- **Your goal**:
The records are to be repeated in full. Every line must match.

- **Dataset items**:
PR #8539, opened 2024-08-21
fix(events): Simplify `filter` function, add new `enqueueEvent` function

### LINKED ISSUE #2037: controls_if: Mutation actions do not undo correctly

cpcallen:
## The basics

### Resolves

Fixes #2037, #8225

### Proposed Changes

* Remove the broken `BlockChange` event reordering code from `filter`.  Instead, do necessary event reordering in a new (and hopefully more robust and less buggy) `enqueueEvent` function called from `fireInternal` as events are fired.
* Since (as of #8537) we don't filter in undo any more, and filtering in reverse order is confusing and can cause problems, prepare to remove this opportunity for error by deprecating calling `filter` with `forward=false`.
* Simplify `filter` by having it consider only adjacent events in the queue for merging.  Previously any events in the queue could potentially be merged if they were of suitable (typically identical) `.type`, even if other events had occurred between them (with the sole exception of `BlockMove` events, which would only be merged with adjacent ones).  This could potentially result in replay failures during undo/redo/mirroring, though it is unknown whether any such problems occurred in practice.
* Use `for…of` loop where appropriate.
* Make filter reason-merging code more concise.
* Use arrow functions when calling `Array.prototype.filter`.

### Reason for Changes

* Remove code from `filter` that has been the source of multiple current and previous bugs, and actively breaks other attempts to fix those bugs (e.g. by emitting events in the correct order to start with).
* Simplify `filter` so it is easier to reason about its behaviour.

### Test Coverage

* Added unit tests for `enqueueEvent`.
* There are existing unit tests for `filter`, none of which fail due to the changes made in this PR.

### DIFF
--- a/core/events/utils.ts
+++ b/core/events/utils.ts
@@ -119,7 +119,7 @@ function fireInternal(event: Abstract) {
       setTimeout(fireNow, 0);
     }
   }
-  FIRE_QUEUE.push(event);
+  enqueueEvent(event);
 }
 
 /** Dispatch all queued events. */
@@ -135,6 +135,46 @@ function fireNow() {
       eventWorkspace.fireChangeListener(event);
     }
   }
+}
+
+/**
+ * Enqueue an event on FIRE_QUEUE.
+ *
+ * Normally this is equivalent to FIRE_QUEUE.push(event), but if the
+ * enqueued event is a BlockChange event and the most recent event(s)
+ * on the queue are BlockMove events that (re)connect other blocks to
+ * the changed block (and belong to the same event group) then the
+ * enqueued event will be enqueued before those events rather than
+ * after.
+ *
+ * This is a workaround for a problem caused by the fact that
+ * MutatorIcon.prototype.recomposeSourceBlock can only fire a
+ * BlockChange event after the mutating block's compose method
+ * returns, meaning that if the compose method reconnects child blocks
+ * the corresponding BlockMove events are emitted _before_ the
+ * BlockChange event, causing issues with undo, mirroring, etc.; see
+ * https://github.com/google/blockly/issues/8225#issuecomment-2195751783
+ * (and following) for details.
+ */
+function enqueueEvent(event: Abstract) {
+  if (isBlockChange(event) && event.element === 'mutation') {
+    let i;
+    for (i = FIRE_QUEUE.length; i > 0; i--) {
+      const otherEvent = FIRE_QUEUE[i - 1];
+      if (
+        otherEvent.group !== event.group ||
+        otherEvent.workspaceId !== event.workspaceId ||
+        !isBlockMove(otherEvent) ||
+        otherEvent.newParentId !== event.blockId
+      ) {
+        break;
+      }
+    }
+    FIRE_QUEUE.splice(i, 0, event);
+    return;
+  }
+
+  FIRE_QUEUE.push(event);
 }
 
 /**
@@ -177,6 +217,12 @@ function fireNow() {
  * but added considerable additional complexity and made it difficlut
  * to reason about how events are processed for undo/redo, so both the
  * call from undo and the post-processing code was removed.
+ *
+ * At the same time, the buggy code to reorder BlockChange events was
+ * replaced by a less-buggy version of the same functionality in a new
+ * function, enqueueEvent, called from fireInternal, thus assuring
+ * that events will be in the correct order at the time filter is
+ * called.
  *
  * @param queueIn Array of events.
  * @param forward True if forward (redo), false if backward (undo).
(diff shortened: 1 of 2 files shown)


cpcallen:
> ## The basics
> * [x]  I [validated my changes](https://developers.google.com/blockly/guides/contribute/core#making_and_verifying_a_change)
> 
> ## The details
> ### Resolves
> Fixes #2037, #8225
> 
> ### Proposed Changes
> * Remove the broken `BlockChange` event reordering code from `filter`.  Instead, do necessary event reordering in a new (and hopefully more robust and less buggy) `enqueueEvent` function called from `fireInternal` as events are fired.
> * Since (as of [refactor(events): Don't filter events before undo #8537](https://github.com/google/blockly/pull/8537)) we don't filter in undo any more, and filtering in reverse order is confusing and can cause problems, prepare to remove this opportunity for error by deprecating calling `filter` with `forward=false`.
> * Simplify `filter` by having it consider only adjacent events in the queue for merging.  Previously any events in the queue could potentially be merged if they were of suitable (typically identical) `.type`, even if other events had occurred between them (with the sole exception of `BlockMove` events, which would only be merged with adjacent ones).  This could potentially result in replay failures during undo/redo/mirroring, though it is unknown whether any such problems occurred in practice.
> * Use `for…of` loop where appropriate.
> * Make filter reason-merging code more concise.
> * Use arrow functions when calling `Array.prototype.filter`.
> 
> ### Reason for Changes
> * Remove code from `filter` that has been the source of multiple current and previous bugs, and actively breaks other attempts to fix those bugs (e.g. by emitting events in the correct order to start with).
> * Simplify `filter` so it is easier to reason about its behaviour.
> 
> ### Test Coverage
> * Added unit tests for `enqueueEvent`.
> * There are existing unit tests for `filter`, none of which fail due to the changes made in this PR.

### Additional Info

Strictly speaking, making the `forward` parameter of `filter` default to `true` is a breaking change, as JS users would previously have observed it defaulting to falsy `undefined`.  My reasoning to overlook this is that I suspect very few developers use this function directly (to the point that I think we should consider deprecating its export), and the likelihood of any of them calling it with no second parameter, _intending that to request filtering in reverse order_, seems very remote.

Nevertheless the change adding a default could be removed if desired.

core/events/utils.ts
```diff
@@ -151,18 +162,21 @@ function fireNow() {
...
- * made it difficlut to reason about how events are processed for
- * undo/redo, so both the call from undo and the post-processing code
- * was later removed.
+ * but the mutation of events by this function was the cause of issue
+ * #7026 (note that events would combine differently in reverse order
+ * vs. forward order).  The originally-chosen fix for this was the
+ * addition (in PR #7069) of code to fireNow to post-filter the
+ * .undoStack_ and .redoStack_ of any workspace that had just been
+ * involved in dispatching events; this apparently resolved the issue
+ * but added considerable additional complexity and made it difficlut
```
gonfunko, line 217: nit: difficult

core/events/utils.ts
```diff
@@ -79,9 +79,20 @@ export type BumpEvent =
...
 
 /**
- * Create a custom event and fire it.
+ * Enqueue an event to be dispatched to change listeners.
  *
- * @param event Custom data for event.
+ * Notes:
+ *
+ * - Events are enqueued until a timeout, generally after rendering is
+ *   complete but or at the end of the current microtask, if not
```
gonfunko, line 87: nit: errant "but"

tests/mocha/event_test.js
```diff
@@ -1102,6 +1122,165 @@ suite('Events', function () {
...
+      event.newCoordinate = new Blockly.utils.Coordinate(0, 0);
+      return event;
+    }
+
+    function newConnectEvent(parent, child, inputName, workspaceId) {
+      const event = new Blockly.Events.BlockMove(child);
+      event.workspaceId = workspaceId;
+      event.oldParentId = undefined;
+      event.oldInputName = undefined;
+      event.oleCoordinate = new Blockly.utils.Coordinate(0, 0);
```
gonfunko, line 1145: nit: oldCoordinate

core/events/utils.ts
```diff
@@ -226,14 +229,17 @@ function enqueueEvent(event: Abstract) {
  *
  * @param queueIn Array of events.
  * @param forward True if forward (redo), false if backward (undo).
+ *     This parameter is deprecated: true is now the default and
+ *     calling filter with it false will in future not be supported.
```
gonfunko, line 237: nit: "with it set to"?

gonfunko (approved):

tests/mocha/event_test.js
cpcallen: I am concerned that this did not cause a test failure…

- **Task solution**:
PR #8539, opened 2024-08-21
fix(events): Simplify `filter` function, add new `enqueueEvent` function

### LINKED ISSUE #2037: controls_if: Mutation actions do not undo correctly

cpcallen:
## The basics

### Resolves

Fixes #2037, #8225

### Proposed Changes

* Remove the broken `BlockChange` event reordering code from `filter`.  Instead, do necessary event reordering in a new (and hopefully more robust and less buggy) `enqueueEvent` function called from `fireInternal` as events are fired.
* Since (as of #8537) we don't filter in undo any more, and filtering in reverse order is confusing and can cause problems, prepare to remove this opportunity for error by deprecating calling `filter` with `forward=false`.
* Simplify `filter` by having it consider only adjacent events in the queue for merging.  Previously any events in the queue could potentially be merged if they were of suitable (typically identical) `.type`, even if other events had occurred between them (with the sole exception of `BlockMove` events, which would only be merged with adjacent ones).  This could potentially result in replay failures during undo/redo/mirroring, though it is unknown whether any such problems occurred in practice.
* Use `for…of` loop where appropriate.
* Make filter reason-merging code more concise.
* Use arrow functions when calling `Array.prototype.filter`.

### Reason for Changes

* Remove code from `filter` that has been the source of multiple current and previous bugs, and actively breaks other attempts to fix those bugs (e.g. by emitting events in the correct order to start with).
* Simplify `filter` so it is easier to reason about its behaviour.

### Test Coverage

* Added unit tests for `enqueueEvent`.
* There are existing unit tests for `filter`, none of which fail due to the changes made in this PR.

### DIFF
--- a/core/events/utils.ts
+++ b/core/events/utils.ts
@@ -119,7 +119,7 @@ function fireInternal(event: Abstract) {
       setTimeout(fireNow, 0);
     }
   }
-  FIRE_QUEUE.push(event);
+  enqueueEvent(event);
 }
 
 /** Dispatch all queued events. */
@@ -135,6 +135,46 @@ function fireNow() {
       eventWorkspace.fireChangeListener(event);
     }
   }
+}
+
+/**
+ * Enqueue an event on FIRE_QUEUE.
+ *
+ * Normally this is equivalent to FIRE_QUEUE.push(event), but if the
+ * enqueued event is a BlockChange event and the most recent event(s)
+ * on the queue are BlockMove events that (re)connect other blocks to
+ * the changed block (and belong to the same event group) then the
+ * enqueued event will be enqueued before those events rather than
+ * after.
+ *
+ * This is a workaround for a problem caused by the fact that
+ * MutatorIcon.prototype.recomposeSourceBlock can only fire a
+ * BlockChange event after the mutating block's compose method
+ * returns, meaning that if the compose method reconnects child blocks
+ * the corresponding BlockMove events are emitted _before_ the
+ * BlockChange event, causing issues with undo, mirroring, etc.; see
+ * https://github.com/google/blockly/issues/8225#issuecomment-2195751783
+ * (and following) for details.
+ */
+function enqueueEvent(event: Abstract) {
+  if (isBlockChange(event) && event.element === 'mutation') {
+    let i;
+    for (i = FIRE_QUEUE.length; i > 0; i--) {
+      const otherEvent = FIRE_QUEUE[i - 1];
+      if (
+        otherEvent.group !== event.group ||
+        otherEvent.workspaceId !== event.workspaceId ||
+        !isBlockMove(otherEvent) ||
+        otherEvent.newParentId !== event.blockId
+      ) {
+        break;
+      }
+    }
+    FIRE_QUEUE.splice(i, 0, event);
+    return;
+  }
+
+  FIRE_QUEUE.push(event);
 }
 
 /**
@@ -177,6 +217,12 @@ function fireNow() {
  * but added considerable additional complexity and made it difficlut
  * to reason about how events are processed for undo/redo, so both the
  * call from undo and the post-processing code was removed.
+ *
+ * At the same time, the buggy code to reorder BlockChange events was
+ * replaced by a less-buggy version of the same functionality in a new
+ * function, enqueueEvent, called from fireInternal, thus assuring
+ * that events will be in the correct order at the time filter is
+ * called.
  *
  * @param queueIn Array of events.
  * @param forward True if forward (redo), false if backward (undo).
(diff shortened: 1 of 2 files shown)


cpcallen:
> ## The basics
> * [x]  I [validated my changes](https://developers.google.com/blockly/guides/contribute/core#making_and_verifying_a_change)
> 
> ## The details
> ### Resolves
> Fixes #2037, #8225
> 
> ### Proposed Changes
> * Remove the broken `BlockChange` event reordering code from `filter`.  Instead, do necessary event reordering in a new (and hopefully more robust and less buggy) `enqueueEvent` function called from `fireInternal` as events are fired.
> * Since (as of [refactor(events): Don't filter events before undo #8537](https://github.com/google/blockly/pull/8537)) we don't filter in undo any more, and filtering in reverse order is confusing and can cause problems, prepare to remove this opportunity for error by deprecating calling `filter` with `forward=false`.
> * Simplify `filter` by having it consider only adjacent events in the queue for merging.  Previously any events in the queue could potentially be merged if they were of suitable (typically identical) `.type`, even if other events had occurred between them (with the sole exception of `BlockMove` events, which would only be merged with adjacent ones).  This could potentially result in replay failures during undo/redo/mirroring, though it is unknown whether any such problems occurred in practice.
> * Use `for…of` loop where appropriate.
> * Make filter reason-merging code more concise.
> * Use arrow functions when calling `Array.prototype.filter`.
> 
> ### Reason for Changes
> * Remove code from `filter` that has been the source of multiple current and previous bugs, and actively breaks other attempts to fix those bugs (e.g. by emitting events in the correct order to start with).
> * Simplify `filter` so it is easier to reason about its behaviour.
> 
> ### Test Coverage
> * Added unit tests for `enqueueEvent`.
> * There are existing unit tests for `filter`, none of which fail due to the changes made in this PR.

### Additional Info

Strictly speaking, making the `forward` parameter of `filter` default to `true` is a breaking change, as JS users would previously have observed it defaulting to falsy `undefined`.  My reasoning to overlook this is that I suspect very few developers use this function directly (to the point that I think we should consider deprecating its export), and the likelihood of any of them calling it with no second parameter, _intending that to request filtering in reverse order_, seems very remote.

Nevertheless the change adding a default could be removed if desired.

core/events/utils.ts
```diff
@@ -151,18 +162,21 @@ function fireNow() {
...
- * made it difficlut to reason about how events are processed for
- * undo/redo, so both the call from undo and the post-processing code
- * was later removed.
+ * but the mutation of events by this function was the cause of issue
+ * #7026 (note that events would combine differently in reverse order
+ * vs. forward order).  The originally-chosen fix for this was the
+ * addition (in PR #7069) of code to fireNow to post-filter the
+ * .undoStack_ and .redoStack_ of any workspace that had just been
+ * involved in dispatching events; this apparently resolved the issue
+ * but added considerable additional complexity and made it difficlut
```
gonfunko, line 217: nit: difficult

core/events/utils.ts
```diff
@@ -79,9 +79,20 @@ export type BumpEvent =
...
 
 /**
- * Create a custom event and fire it.
+ * Enqueue an event to be dispatched to change listeners.
  *
- * @param event Custom data for event.
+ * Notes:
+ *
+ * - Events are enqueued until a timeout, generally after rendering is
+ *   complete but or at the end of the current microtask, if not
```
gonfunko, line 87: nit: errant "but"

tests/mocha/event_test.js
```diff
@@ -1102,6 +1122,165 @@ suite('Events', function () {
...
+      event.newCoordinate = new Blockly.utils.Coordinate(0, 0);
+      return event;
+    }
+
+    function newConnectEvent(parent, child, inputName, workspaceId) {
+      const event = new Blockly.Events.BlockMove(child);
+      event.workspaceId = workspaceId;
+      event.oldParentId = undefined;
+      event.oldInputName = undefined;
+      event.oleCoordinate = new Blockly.utils.Coordinate(0, 0);
```
gonfunko, line 1145: nit: oldCoordinate

core/events/utils.ts
```diff
@@ -226,14 +229,17 @@ function enqueueEvent(event: Abstract) {
  *
  * @param queueIn Array of events.
  * @param forward True if forward (redo), false if backward (undo).
+ *     This parameter is deprecated: true is now the default and
+ *     calling filter with it false will in future not be supported.
```
gonfunko, line 237: nit: "with it set to"?

gonfunko (approved):

tests/mocha/event_test.js
cpcallen: I am concerned that this did not cause a test failure…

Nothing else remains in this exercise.